Federal University of Uberlândia (UFU), Institute of Chemistry, Uberlândia, MG, Brazil.
Signal and Information Processing for Sensing Systems, Institute for Bioengineering of Catalonia (IBEC), Barcelona Institute of Science and Technology, 08028, Barcelona, Spain.
Anal Chim Acta. 2021 Jan 25;1143:1-8. doi: 10.1016/j.aca.2020.11.012. Epub 2020 Nov 13.
Commercial printers based on fused deposition modeling (FDM) are widely adopted for 3D printing applications. This method consists of the heating of polymeric filaments over the melting point followed by their deposition onto a solid base to create the desirable 3D structure. Prior investigation using chromatographic techniques has shown that chemical compounds (e.g. VOCs), which can be harmful to users, are emitted during the printing process, producing adverse effects to human health and contributing to indoor air pollution. In this study, we present a simple, inexpensive and disposable paper-based optoelectronic nose (i.e. colorimetric sensor array) to identify the gaseous emission fingerprint of five different types of thermoplastic filaments (ABS, TPU, PETG, TRITAN and PLA) in the indoor environment. The optoelectronic nose is comprised of selected 15 dyes with different chemical properties deposited onto a microfluidic paper-based device with spots of 5 mm in diameter each. Digital images were obtained from an ordinary flatbed scanner, and the RGB information collected before and after air exposure was extracted by using an automated routine designed in MATLAB, in which the color changes provide a unique fingerprint for each filament in 5 min of printing. Reproducibility was obtained in the range of 2.5-10% (RSD). Hierarchical clustering analysis (HCA) and principal component analysis (PCA) were successfully employed, showing suitable discrimination of all studied filaments and the non-polluted air. Besides, air spiked with vapors of the most representative VOCs were analyzed by the optoelectronic nose and visually compared to each filament. The described study shows the potential of the paper-based optoelectronic nose to monitor possible hazard emissions from 3D printers.
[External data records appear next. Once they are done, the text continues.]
PR #2453, opened 2026-07-26
Run agents and terminals inside a dev container

bendavid:
A workspace can run its agents and terminals inside a container instead of on the host. The user picks a **container backend** per workspace; `null` means Host and stays the default, so nothing changes unless you ask for it. The only backend today is `devcontainer`, which shells out to `@devcontainers/cli` and Docker/podman.

Design notes, gotchas and the reasoning behind each decision are in [`docs/devcontainers.md`](docs/devcontainers.md).

## How it works

Everything routes through one seam, `ProcessLaunchStrategy`:

- `LocalLaunchStrategy` spawns on the host — today's behaviour, unchanged.
- `ContainerExecLaunchStrategy` wraps the same call in the backend's exec.

A workspace with a running container resolves to the second, everything else to the first, and nothing outside `devcontainer/` knows what a container is. The exec is described by data (`ContainerExecSpec`), which also lets it cross into the terminal worker — that worker can only receive serializable values.

| Work | Where | Why |
| --- | --- | --- |
| Agent processes | Container | The point of the feature |
| Terminals | Container | The same shell the agent sees |
| Agent-requested commands (ACP terminals) | Container | The agent asks for them in its own workspace |
| Provider catalogs / model probes | Container | The container's tool version is the one that will run |
| Git | **Host** | A worktree's `.git` points at an unmounted host path; credentials and SSH agent live on the host |
| Container lifecycle | Host | `devcontainer up`, `docker stop`, `docker inspect` |

## No quiet fallback

If a container is required and not running, agent and terminal creation **fail**. The user asked for isolation, and silently not providing it is the worse outcome. A provider that cannot honour the strategy is refused up front via `supportsIsolatedLaunch` rather than run on the host.

The one thing deliberately *not* an error is a **stopped** container during a catalog refresh: the tool list is unknown until it starts, which is a state, not a failure the user can act on, so providers read as unavailable.

## Providers

Claude, Codex, omp, Pi and all ACP providers (Copilot, Cursor, Kiro, generic) run in containers.

**OpenCode does not**, and cannot with this seam: it is not a subprocess Paseo spawns but a shared HTTP server (`opencode serve --port N`) that every workspace multiplexes over by passing `directory`. Supporting it means a server per container, a route from the daemon to a port inside it, container paths in `directory`, and its `$PASEO_HOME/opencode-home` state moving too. Container workspaces refuse it rather than pretending.

## Things worth reviewing closely

- **Container identity** — containers carry `paseo.container` / `paseo.owner` id-labels alongside the ones the CLI infers, so a directory with two workspaces gets two containers and a probe can never adopt (or `docker stop`) a workspace's container.
- **Transcripts live where the agent ran** — providers keep sessions outside the workspace, under the *container's* HOME and keyed by the *container's* cwd. `LaunchFileSystem` reads them through the strategy: one `find … -exec stat` rather than a walk plus a stat per file, because each operation is a process spawn (~75ms) rather than a read (~1ms).
- **Files a provider is configured through** — Pi takes `--mcp-config` and `--extension` as paths it opens itself, so they are written *into* the container. Writes throw where reads answer null, and the MCP config chmods in the same command since it carries the daemon's auth token.
- **Executable resolution** — `docker exec` starts a bare process with only the image's PATH, while a terminal starts a shell that reads the user's startup files. `resolveExecutable` asks the environment's own login shell and returns an absolute path, so the launch depends on no PATH at all. Only successes are cached: a container still starting would otherwise be remembered as "agent missing" until rebuilt.
- **The new-workspace probe** — picking a backend for a workspace that does not exist yet raises a question only the container can answer, so the daemon builds a throwaway container, lists each provider inside it, and removes it again, with cancellation, de-duplication, streamed progress, and a private snapshot key.

## Known gaps

Recorded in the doc, repeated here so they are not a surprise:

- The agent's own subprocesses inherit the image's PATH, so a tool the agent shells out to that lives in a startup-file PATH entry is still not found.
- Shell integration and the bundled hook CLI are injected into the host-side environment, so a container terminal gets neither.
- Provider snapshots are keyed by cwd, so two workspaces sharing a directory with different backends overwrite each other's provider list.

## Testing

- Unit tests with a mock backend for session wiring, status and the strategy's own logic.
- `dockerTest(...)` cases that run a real `devcontainer up` against `alpine:latest` and assert commands execute inside the container. These are what catch exec-argument and environment mistakes; the unit tests cannot. They skip when Docker is not on PATH.
- `FakeIsolatedLaunchStrategy` for provider work: reports `isIsolated`, maps paths as a container does, runs the resulting POSIX commands on the host. Most of container support is a question of *which* environment a provider addresses, and that is answerable without a runtime.


boudra:

PR #2461, opened 2026-07-26
feat: stream TTS audio chunks as synthesized

### LINKED ISSUE #2460: TTS playback starts only after full synthesis completes, causing noticeable delay
## Problem

When the `speak` MCP tool is called, there is a noticeable delay before any audio plays. The entire text is synthesized to audio before playback begins — even for long responses.

**Repro steps:**
1. Enable voice mode in Paseo
2. Ask Claude a question that produces a multi-sentence response
3. Observe: silence until the full response is synthesized, then audio plays all at once

**Expected:** Audio starts playing as soon as the first chunk is synthesized (streaming playback)

## Root cause

In `packages/server/src/server/speech/providers/local/sherpa/sherpa-tts.ts`, synthesis uses `tts.generate()` which blocks until the full audio is ready:

```ts
const result = this.tts.generate({ text, sid: 0, speed: 1.0 });
```

The resulting buffer is then artificially split into ~50ms chunks and wrapped in a `Readable` stream — but by then the entire audio is already in memory, so the "stream" is just a buffered batch delivery.

## Proposed fix

Sherpa ONNX exposes a `generateWithCallback` API that emits PCM chunks incrementally as synthesis progresses. Switching to this would allow:

1. `sherpa-tts.ts` — use `generateWithCallback` to emit chunks as they arrive
2. `worker-process.ts` — stream chunks back through the worker protocol instead of collecting all first
3. `worker-client.ts` — consume the stream incrementally rather than awaiting the full result

This would reduce time-to-first-audio from (full synthesis duration) to (first chunk synthesis duration), which is typically just a fraction of the total.

iamarpitpatidar:
Closes #2460

## Problem

TTS playback starts only after the entire response is synthesized. For a multi-sentence response this means several seconds of silence before any audio plays.

## What this does

Uses `sherpa-onnx`'s `generateAsync` API with a progress callback so PCM audio chunks are streamed to the client over IPC **as synthesis progresses**, rather than buffering the full audio first.

### Changes

- **`sherpa-tts.ts`** — adds `generateAsync` to the native interface and a `synthesizeStreaming` path that pushes chunks into a `PassThrough` stream via the progress callback. Falls back to the existing batch path on older sherpa-onnx builds that lack `generateAsync`.

- **`worker-protocol.ts`** — adds `tts.start` (carries format) and `tts.chunk` (carries audio bytes) event message types to the IPC protocol.

- **`worker-process.ts`** — sends `tts.start` before iterating the stream, then sends each chunk as a `tts.chunk` message instead of collecting everything into one buffer.

- **`worker-client.ts`** — resolves the `synthesizeSpeech` promise at `tts.start` time (before synthesis finishes) with a live `PassThrough` stream; chunk messages push to the stream; the final `response` message ends it. Error and timeout paths destroy the stream rather than rejecting a dead promise.

## Testing

Tested manually with voice mode on macOS. I noted the latency improvement subjectively — audio begins significantly sooner on longer responses.


iamarpitpatidar:
@boudra thoughts ??

boudra:
Closing for now: this needs measured before/after time to first audio with local Sherpa and a regression test showing audio crosses the worker boundary before synthesis finishes. Please reopen with that evidence.

boudra:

基于熔融沉积建模(FDM)的商用打印机广泛应用于 3D 打印领域。该方法包括将高分子长丝加热至熔点以上,然后将其沉积到固体基底上,以创建所需的 3D 结构。先前使用色谱技术的研究表明,在打印过程中会释放出对用户有害的化学化合物(例如 VOC),从而对人体健康产生不利影响,并导致室内空气污染。在这项研究中,我们提出了一种简单、廉价且一次性的基于纸张的光电鼻(即比色传感器阵列),以识别五种不同类型热塑性长丝(ABS、TPU、PETG、TRITAN 和 PLA)在室内环境中释放的气态排放指纹。光电鼻由 15 种具有不同化学性质的选定染料组成,这些染料沉积在具有 5 毫米直径斑点的微流控纸质设备上。从普通平板扫描仪获取数字图像,并使用 MATLAB 中设计的自动程序提取暴露于空气前后的 RGB 信息,其中颜色变化为每种长丝在 5 分钟的打印过程中提供独特的指纹。在 2.5-10%(RSD)的范围内获得了重现性。成功地采用了层次聚类分析(HCA)和主成分分析(PCA),显示出对所有研究长丝和未污染空气的适当区分。此外,通过光电鼻分析并与每种长丝进行视觉比较,对空气中带有最具代表性 VOC 蒸气的空气进行了分析。所描述的研究表明,基于纸张的光电鼻具有监测 3D 打印机可能产生的危险排放的潜力。